* [EXERCISE PROMPT]: Return the lines exactly as they stand, from the first of the material through the line containing "--- a/pkg/broker/server/sse.go".
-------
PR #430, opened 2017-03-13
pkg/types/path Distinguish between /topicA  and /topicA/

YujiOshima:
@chungers In #429, behavior seems to be different from what we were discussing.
It can not distinguish between topic /A and topic /A/.
Therefore, subscribing `/toppicA` will always subscribe all of `/topicA/` and below subtopic, you can not subscribe only `/topicA`.
I added test `TestBrokerSubscriberExactMatchTopic`. This is the test I want to do in this PR.

### DIFF
--- a/pkg/broker/server/sse.go
+++ b/pkg/broker/server/sse.go
@@ -4,6 +4,7 @@ import (
 	"bytes"
 	"fmt"
 	"net/http"
+	"strings"
 	"time"
 
 	log "github.com/Sirupsen/logrus"
@@ -16,13 +17,19 @@ import (
 const patience time.Duration = time.Second * 1
 
 type subscription struct {
-	topic string
-	ch    chan []byte
+	topic      string
+	exactMatch bool
+	ch         chan []byte
 }
 
 type event struct {
 	topic string
 	data  []byte
+}
+
+type clientValue struct {
+	value      int
+	exactMatch bool
 }
 
 // Broker is the event message broker
@@ -80,6 +87,13 @@ func clean(topic string) string {
 	return topic
 }
 
+func checkExactMatch(topic string) bool {
+	if strings.LastIndex(topic, "/") == len(topic)-1 {
+		return false
+	}
+	return true
+}
+
 // Publish publishes a message at the topic
 func (b *Broker) Publish(topic string, data interface{}, optionalTimeout ...time.Duration) error {
 	any, err := types.AnyValue(data)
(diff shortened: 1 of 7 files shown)


pkg/broker/server/sse.go
```diff
@@ -239,13 +250,17 @@ func (b *Broker) run() {
...
+					chset, ok := value.(map[chan []byte]clientValue)
 					if !ok {
-
 						panic("assert-failed")
 					}
 
-					for ch := range chset {
+					for ch, value := range chset {
+						if value.exactMatch && event.topic != key {
+							fmt.Printf("skip notifier event.topic%v,  key %v\n", event.topic, key)
```
chungers: Can you remove this?

pkg/broker/server/sse.go
```diff
@@ -239,13 +250,17 @@ func (b *Broker) run() {
...
+							return false
+						}
+						fmt.Printf("notifier event.topic%v,  key %v\n", event.topic, key)
```
chungers: Same here.  Can you remove this line?

pkg/broker/server/sse.go
```diff
@@ -80,6 +87,13 @@ func clean(topic string) string {
 	return topic
 }
 
+func checkExactMatch(topic string) bool {
```
chungers: This can be written as one line right?

pkg/broker/server/sse.go
```diff
@@ -167,7 +181,7 @@ func (b *Broker) run() {
 			// Disconnect all clients
 			b.clients.Walk(
 				func(key string, value interface{}) bool {
-					chset, ok := value.(map[chan []byte]int)
+					chset, ok := value.(map[chan []byte]clientValue)
```
chungers: can't we just have a simpler value in the radix tree without the type `clientValue`?  

We really just need something like `map[chan[]byte]bool`, where the value bool is exactMatch or not.

pkg/broker/server/sse.go
```diff
@@ -16,15 +17,21 @@ import (
...
+	ch         chan []byte
 }
 
 type event struct {
 	topic string
 	data  []byte
 }
 
+type clientValue struct {
+	value      int
```
chungers: We probably don't need this struct type at all.  We only need to store the value in the radix tree as `map[chan []byte]bool` where bool is just the `exactMatch` value.  We don't need this `value` field...

pkg/broker/server/sse.go
YujiOshima: Sorry! I removed.

pkg/broker/server/sse.go
YujiOshima: Sorry! I removed.

pkg/broker/server/sse.go
YujiOshima: I wrote this because I was not sure how to use the original `int`.  Fixed, thanks!

Issue #414, opened 2017-02-28
Improve MaaS Plugin


YujiOshima:
The MaaS plugin needs to be implemented as a minimum function as a plug-in.
Refactor for robustness and current state support only vanilla flavor, so support swarm flavor first.
The functions to be planned are as follows.

- [ ] Refactor using MAAS tagging API instead of tag file.
- [ ] Support swarm flavor.
- [ ] Enhance deploy Documents.
- [ ] Automatically enlist new nodes.

We should support storage and network resources in the future.

YujiOshima:
@chungers Umm..I tried to make myself an Assignees, but I did not have the authority to set Assignees.

chungers:
@YujiOshima  -- Can you tell me what you mean by 'Support swarm flavor'?

This instance plugin has only two requirements to satisfy:  1. it should allow the instances to be tagged/ labeled, 2. compute instances should support userdata (e.g. cloudinit) or some scripts that gets executed when instances start up.

As long as an instance plugin can accept these (tags and userdata) and pass them to the platform for provisioning the instance, the Swarm Flavor should be reusable.

I hope this makes sense.  You shouldn't have to do anything extra -- or am I missing something?   Thanks!

YujiOshima:
@chungers Thanks! That is more accurate expression.
I was going to implement it that way, but as I was not convinced enough that alone, I wrote it as above (I think that support of userdata is sufficient!).

For the others, it is necessary to manipulate MaaS 's web interface only for deployment of MaaS server and enlist of new nodes.
I want to be able to operate as easily as possible. 
My Idea, deploying a MaaS server as a docker container.
If user already deployed a MaaS server, run only `build/infrakit-maas-plugin --apikey $APIKEY --url http://localhost:8080/MAAS `.
If user didn't have MaaS server, run `build/infrakit-maas-plugin --dockerhost /unix:///var/run/docker.sock `.
Then, MaaS plugin deploy MaaS server and connect to it.

YujiOshima:
I updated my comment.

chungers:
@YujiOshima  - if the user didn't have MaaS server running, what would the plugin do?   From your comment, it looks like you want it to start a Docker container running MaaS server?

Personally I think it's best to *not* have the plugin start that and just have the requirement that the MaaS server be running before the instance plugin starts up.  What do you think?   It's the more common use case anyway right?   People generally would have to have MaaS running somewhere as a service already...

YujiOshima:
[...]

PR #431, opened 2017-03-14
Update vendored gomaasapi

YujiOshima:
Related #414 
Current gomaasapi doesn't have testservice about tag operation.
Added in this commit ( https://github.com/juju/gomaasapi/pull/64 ).


YujiOshima:
@chungers Could you merge this? (Test looks failed at place unrelated with this PR. It may be unstable...)

PR #1416, opened 2026-06-02
Made it so stickers with animated atlii animate

LasagnaFelidae:
Thanks to @ThunderEdge73, who showed me how to animate my stickers, I wondered why Thunk did not bother checking for animated atlii in stickers, so now it does go through G.shared_stickers, check if the atlas is animated (via `:is(AnimatedSprite)`) and animates it
## Additional Info:


Eremel:
Fixed in 1b70c63

PR #1419, opened 2026-06-05
more stake order fixes

MetaNite64:
Minor tweak to the stake injection process, so that modders can take ownership of a vanilla stake and properly force it to be above a modded stake (if that is attempted on the latest smods release, the vanilla stake is injected before the modded stake can be injected, and it therefore never properly sets its order because the modded stake's order isn't known yet)

## Additional Info:


MetaNite64:
I thought this was merged already lol
I have a newer PR that fixes this in a cleaner way, refer to #1429

PR #1427, opened 2026-06-23
fix vanilla center/all tag attributes, remove blind attributes

MetaNite64:
as per title, this adds the `has_attribute` function to all centers in `G.P_CENTERS` that don't already have it, allowing the function to work on those centers and therefore not crash when run on e.g. a vanilla joker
-------
* [RESPONSE AREA]:
PR #430, opened 2017-03-13
pkg/types/path Distinguish between /topicA  and /topicA/

YujiOshima:
@chungers In #429, behavior seems to be different from what we were discussing.
It can not distinguish between topic /A and topic /A/.
Therefore, subscribing `/toppicA` will always subscribe all of `/topicA/` and below subtopic, you can not subscribe only `/topicA`.
I added test `TestBrokerSubscriberExactMatchTopic`. This is the test I want to do in this PR.

### DIFF
--- a/pkg/broker/server/sse.go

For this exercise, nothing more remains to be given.